Insulin-stimulated phosphorylation and insulin binding in canine renal basolateral membranes

Abstract

To characterize the interaction of insulin with the renal proximal tubular cell, we measured insulin-stimulated phosphorylation in basolateral membranes and brush border membranes isolated from canine renal cortex. Insulin stimulated the specific phosphorylation of a 92,000 Mr protein band demonstrable on autoradiograms of sodium dodecyl sulfate-polyacrylamide gels of basolateral membranes. Dephosphorylation of the 92,000 Mr band occurred over time.
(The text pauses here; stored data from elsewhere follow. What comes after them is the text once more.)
PR #1523, opened 2020-08-20
Multiselect table filter

JoelArmendariz:
**Summary**

Relevant ticket item: https://github.ibm.com/wiotp/monitoring-dashboard/issues/728

Adds the ability to filter a table based on a multiselect dropdown.

Add `isMultiselect` option on the `filter` prop for `Table`
Render `Multiselect` for filtering in the `FilterHeaderRow`
Update `TableReducer` logic to handle multiselect filters.

Go to the `Table example with multiselect filtering` story in storybook and confirm that the multiselect properly filters the table.

Screen Shot 2020-08-20 at 12 56 52 PM

### DIFF
--- a/src/components/Table/TableHead/FilterHeaderRow/_filter-header-row.scss
+++ b/src/components/Table/TableHead/FilterHeaderRow/_filter-header-row.scss
@@ -47,6 +47,15 @@
     padding-right: $spacing-03;
   }
 
+  .#{$iot-prefix}--filterheader-multiselect {
+    .bx--list-box__selection--multi {
+      background-color: #393939;
+    }
+    .bx--list-box__selection--multi > svg {
+      fill: #fff;
+    }
+  }
+
   .#{$prefix}--tag--filter {
     background-color: transparent;
 
--- a/src/components/Table/TablePropTypes.js
+++ b/src/components/Table/TablePropTypes.js
@@ -112,6 +112,7 @@ export const TableColumnsPropTypes = PropTypes.arrayOf(
     filter: PropTypes.shape({
       /** I18N text for the filter */
       placeholderText: PropTypes.string,
+      isMultiselect: PropTypes.bool,
       options: PropTypes.arrayOf(
         PropTypes.shape({
           id: PropTypes.oneOfType([PropTypes.string, PropTypes.number, PropTypes.bool]).isRequired,
--- a/src/components/Table/TableViewDropdown/__snapshots__/TableViewDropdown.story.storyshot
+++ b/src/components/Table/TableViewDropdown/__snapshots__/TableViewDropdown.story.storyshot
@@ -47,7 +47,7 @@ exports[`Storybook Snapshot tests and console checks Storyshots Watson IoT/Table
           >
             <span
               className="bx--list-box__label"
-              htmlFor="downshift-10-input"
+              htmlFor="downshift-11-input"
               id="dropdown-field-label-iot--view-dropdown"
               title={
                 <TableViewDropdownItem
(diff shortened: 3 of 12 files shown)


src/components/Table/TableHead/FilterHeaderRow/_filter-header-row.scss
```diff
@@ -47,6 +47,15 @@
     padding-right: $spacing-03;
   }
 
+  .#{$iot-prefix}--filterheader-multiselect {
```
sstone2423, line 50: Could you add comments why this is needed?

src/components/Table/TablePropTypes.js
```diff
@@ -112,6 +112,7 @@ export const TableColumnsPropTypes = PropTypes.arrayOf(
     filter: PropTypes.shape({
       /** I18N text for the filter */
       placeholderText: PropTypes.string,
+      isMultiselect: PropTypes.bool,
```
sstone2423, line 115: Could you add the same prop comments as above?
```suggestion
/** if isMultiselect and isFilterable are true, the table is filtered based on a multiselect */
      isMultiselect: PropTypes.bool,
```

src/components/Table/TableViewDropdown/__snapshots__/TableViewDropdown.story.storyshot
```diff
@@ -47,7 +47,7 @@ exports[`Storybook Snapshot tests and console checks Storyshots Watson IoT/Table
           >
             <span
               className="bx--list-box__label"
-              htmlFor="downshift-10-input"
```
sstone2423, line 50: Any idea why this changed?

src/components/Table/__snapshots__/Table.story.storyshot
```diff
@@ -2653,8 +2653,8 @@ exports[`Storybook Snapshot tests and console checks Storyshots Watson IoT/Table
           >
             <label
               className="bx--pagination__text"
-              htmlFor="bx-pagination-select-5"
```
sstone2423, line 2656: Any idea why these changed?

src/components/Table/TableViewDropdown/__snapshots__/TableViewDropdown.story.storyshot
JoelArmendariz: Not sure why these changed.

src/components/Table/TableHead/FilterHeaderRow/_filter-header-row.scss
JoelArmendariz: Added

src/components/Table/TablePropTypes.js
JoelArmendariz: Added

JoelArmendariz:
Thanks @tay1orjones . That does sound very beneficial to hopefully catch some bugs with this as versions change. I will add some RTL test cases.

src/components/Table/TableViewDropdown/__snapshots__/TableViewDropdown.story.storyshot
tay1orjones: This is generated by downshift - the id counter is added to on every new instance of downshift (when snaps are generated) if an id isn't passed in. We are passing the ID into the carbon component, so I'm not sure why it's using the generated one instead of the one we pass in.

https://github.com/downshift-js/downshift/blob/a71005bd879d05d7dcb892d1e0dc5c6ca74e9d39/src/utils.js#L113-L119

I don't think there's any way for us to prevent it other than resetting the counter before snaps are ran. Either way, can ignore for now

JoelArmendariz:
@tay1orjones I have added some RTL test cases to cover preselected filters, non-preselected filters, adding filters, removing filters, and clearing the multiselect box.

Insulin-stimulated phosphorylation was concentration dependent, being clearly detectable at 10(-9) M insulin and maximal at 10(-6) M. The phosphorylated 92,000 Mr protein band from detergent-solubilized basolateral membranes was immunoprecipitated using serum from a patient with anti-receptor antibodies. No insulin-stimulated phosphorylation was detected in brush border membranes. Binding of insulin to membranes was highly specific for native hormone and was severalfold greater in basolateral membranes than in brush border membranes. These observations are consistent with the asymmetrical distribution of insulin-stimulated protein kinase as well as specific insulin binding sites in the proximal tubular cell. The data suggest that insulin exerts physiological effects on the cell through binding to specific basolateral membrane receptors and phosphorylation of those receptors.